Pulmonary hypertension in the changing landscape of congenital heart disease: Global differences and a possible driver of end-stage heart failure.

In this issue of the Netherlands Heart Journal, the articles of Van Riel et al. and Couperus et al. focus on some of the questions encountered in contemporary clinical congenital cardiology practice [1, 2].

Pulmonary arterial hypertension associated with congenital heart disease (PAH-CHD) is rare, with an estimated prevalence between 1.6 and 12.5 cases per million adults [3]. Registries have provided important information on the epidemiology and clinical phenotype of patients with PAH-CHD [4-6], but have often been limited to a Western, white patient population, limiting comparison between population demographics and healthcare delivery systems. The article by Van Riel et al. provides valuable new information [2]. They showed that despite having worse exercise performance at baseline, Singaporean patients not only had similar improvement on exercise capacity, but even better survival when compared with their Dutch counterparts. Age at initiation of disease-targeting therapy (either phosphodiesterase-type-5 inhibitors, endothelin receptor antagonists, or a combination) was the strongest predictor of treatment efficacy and outcome [2].

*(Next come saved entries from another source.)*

PR #1218, opened 2020-01-18
Updates input model to handle keypress of Home/End buttons

fanantoxa:
Small improvements for input navigation:
 - Positions cursor to beginning on pressing `Home`
 - Positions cursor to the end on pressing `End`


bryphe:
This is a great improvement - thank you @fanantoxa !

PR #1220, opened 2020-01-18
Refactor Utility into separate project

glennsl:
To be able to split it into separate modules. This turned out to be a much bigger task than I thought, and should have been done much sooner, but the end result is pretty good I think. The boundary between Utility and Core isn't exactly clear though, and I had to create a `Core.Kernel` project too because `Utility` depended on several modules in `Core`.


glennsl:
Seems like Windows absolutely refuses to build. It fails consistently with the following error: 
```
C:/Users/VssAdministrator/.esy/3/i/reason_font_manager-2.0.1-6a83d740/lib\reason-font-manager\libFontManager_stubs.a(FontManagerWindows.o): In function `IsEqualGUID':
/usr/x86_64-w64-mingw32/sys-root/mingw/include/guiddef.h:161: multiple definition of `IsEqualGUID'
C:/npm/prefix/node_modules/esy/node_modules/esy-bash/.cygwin/usr/x86_64-w64-mingw32/sys-root/mingw/lib/libole32.a(dwzns00301.o):(.text+0x0): first defined here
```

bryphe:
Maybe related to this?
https://stackoverflow.com/questions/59275209/ole32-link-error-with-multiple-definitions-of-isequalguid

We like `-lole32` in Revery [here](https://github.com/revery-ui/revery/blob/8aa55f388a03a00a4e96d396086f1d88aaa924d1/src/Native/config/discover.ml#L28) and `-ldwrite` in `reason-font-manager` [here](https://github.com/revery-ui/reason-font-manager/blob/47198846be3b47f5b93a85e57bfd19b29b5c32d0/config/discover.ml#L31), but I'm not sure why these new projects would cause a break like this...

src/Core/Utility/Win32.re
```diff
@@ -0,0 +1 @@
+external freeConsole: unit => unit = "win32_free_console";
```
bryphe: One thing I noticed is that the `bindings.c` that implements this function should also be moved to `Core/Utility` - and the `(c_names bindings)` moved from `Core/dune` to `Core/Utility/dune`. But this unfortunately doesn't address the windows build error

bryphe:
I tried a bunch of different things:
- Coming up with a minimal repro: https://github.com/onivim/oni2/tree/repro/1220-minimal-build-failure
- Un-nesting the dependencies (I've had issues with nested-dependencies in the past, which is why our module hierarchy is flat): https://github.com/onivim/oni2/tree/experiment/1220/un-nest
- Tweaking the `-dwrite` flag from `reason-font-manager` and the `-ole32` flag from `revery` (ie, having revery specify both of them)

Not having any luck at coming up with a conclusive diagnosis or fix though. The change in the dependency hierarchy must be changing the link arguments in problematic way, but it's not clear to me why... I'm stuck at the moment, will have to come back to it later.

Do you have any ideas, @glennsl ?

src/Core/Utility/Win32.re
glennsl: Good catch! Fixed in https://github.com/onivim/oni2/pull/1220/commits/5001690541b9a04cb040a107fa0a9c640a698083

I find it a bit uncomfortable how little encapsulation there are with dependencies though, even more so with c dependencies.

glennsl:
> Maybe related to this?
https://stackoverflow.com/questions/59275209/ole32-link-error-with-multiple-definitions-of-isequalguid

I noticed this uses `esy` as well. Could it be a case of esy not sufficiently sandboxing different build processes?

> Do you have any ideas, @glennsl ?

Can you whither down the minimal repro even more? Sounds like it's an issue with Revery, so could you remove all other dependencies from `Kernel` and `Utility`? What happens if you remove the dependencies on `kernel` and `utility` in `core` and try to add them directly to `ui` and `store` instead? Does that still trigger the issue, or is it just when they're dependencies of `core`?

bryphe:
Hmm, I'm trying to break it up into smaller, more incremental changes - starting in #1244

glennsl:
Since the issue seems to be with Revery, have you tried moving just that and the modules that depend on it, back to Core? I don't think it's too much that depends on it.

glennsl:
Revery is used by `Setup` in `Kernel`, which I think was only use by some extensions functions in `Utility` which I've since moved out. And in `Utility` I think Revery is just used for `ColorEx.mix`, which has since been moved to Revery. So I don't think the dependency is actually needed at all!

I'll give this a shot. It'd be cool if it was actually that easy.

glennsl:
Alright, that ended up being a little bit more involved, as Setup was used by Camomile, which was used by Zed, which was used by VimEx. So now `VimEx` lives in `Core`, which is just a little bit more awkward than having it in `Utility` anyway.

glennsl:
Fingers crossed!

src/Core/Kernel/dune
```diff
@@ -6,7 +6,7 @@
         ppx_deriving.runtime
         ppx_deriving_yojson.runtime
         zed_oni
-        Revery
+        threads
```
glennsl: This was brought in transitively with Revery too it seems

glennsl:
That seems to have done the trick!

bryphe:
> Revery is used by Setup in Kernel, which I think was only use by some extensions functions in Utility which I've since moved out. And in Utility I think Revery is just used for ColorEx.mix, which has since been moved to Revery. So I don't think the dependency is actually needed at all!

@glennsl - awesome, great idea Ya, I think the problem is the Revery-as-a-transitive dependency, getting us some duplication in the `-lole32` and `-ldwrite` flags, which apparently causes problems. But glad there is a simple fix for it. Nice find!

Having the 'sub-modules' like this will be really cool. Being able to move out of the 'flat' module namespaces will help us have significantly better organization 👍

Although the authors subsequently state that early initiation of (combination) disease-targeting therapy is important for outcome, which is probably correct and supported by other studies [7, 8], the observed difference may also reflect a changing phenotype of the patient with PAH-CHD. Increased awareness, better screening tools and an ageing population have shifted demographics in idiopathic PAH registries from a younger, predominantly female patient population in the first US National Institutes of Health (NIH) registry to an older patient population with a more equal gender distribution in more contemporary registries [9-11]. In contrast, registries from China still show demographics similar to the early US NIH studies [12]. Similarly, it is likely that due to improved survival of moderate and complex CHD, increased awareness for PAH, and ageing of the CHD population in Western countries, the profile of the adult PAH-CHD patient has changed. More patients will have PAH-CHD which developed after (and despite of) one or multiple surgical procedures rather than the ‘classical form’ of Eisenmenger’s syndrome due to unrepaired shunt lesions at birth [6, 13].

This change in phenotype of PAH-CHD is nicely highlighted in the article by Couperus et al. which provides a fascinating insight into the tailored treatment of some of the patients presenting with pulmonary hypertension after having had surgical repair or palliation in the past [1]. Although the current guidelines definitively provide a handhold [14], it is undeniable that some cases fall between the cracks of these guidelines. In their article, Couperus et al. describe two patients who had progressive right ventricular failure due to pulmonary hypertension (one in the presence of a recanalised central shunt with left-to-right shunting), one patient with worsening cyanosis in the setting of a hypoplastic pulmonary vasculature resulting in pulmonary hypertension with right-to-left shunting and one with pulmonary hypertension associated with increased left atrial pressure due to atrioventricular valve stenosis in the setting of a univentricular heart [1]. It is clear that all four patients had heart failure with pulmonary (arterial) hypertension being the main driver of the heart failure symptoms, but their specific cases may not be covered in detail by recently published recommendations for CHD heart failure [15]. It is also immediately clear that heart failure in adults with CHD is vastly different from ‘classic’ heart failure in the general population, developing at an earlier age (patients were 23 to 49 years of age at the time of intervention [1]), and often with an underlying ‘heart failure-inducing’ haemodynamic lesion. In such circumstances surgery or percutaneous interventions may improve heart failure, even in the setting of pulmonary hypertension. It is clear that in the future there will be a need for specialised heart failure units for adult CHD patients, with close communication and collaboration between adult CHD specialists, heart failure specialists (indication for assist device; transplantation), cardiac surgeons (indication for assist devices; transplantation; intervention), interventional cardiologists, imaging and pulmonary hypertension specialists to care for those patients with complex PAH-CHD.

Registries are crucial in order to describe the clinical phenotype and outcome of patients with PAH-CHD to extend knowledge and to serve as a base for future research hypotheses. A global approach helps to increase the number of patients studied and to understand the impact of ethnicity in PAH-CHD. A change in the phenotype of the PAH-CHD patient is reflected in a growing number of complex CHD patients with a subsequent increase in the prevalence of pulmonary hypertension. Often, rather than the prototypical Eisenmenger patient, these are heart failure patients in whom pulmonary hypertension has become the driver of their heart failure symptoms. An adult CHD specialist with understanding of the underlying cardiac anatomy, the physiology of pulmonary hypertension, and the triggers of heart failure is mandatory in the teams that participate in the care of these kinds of patients.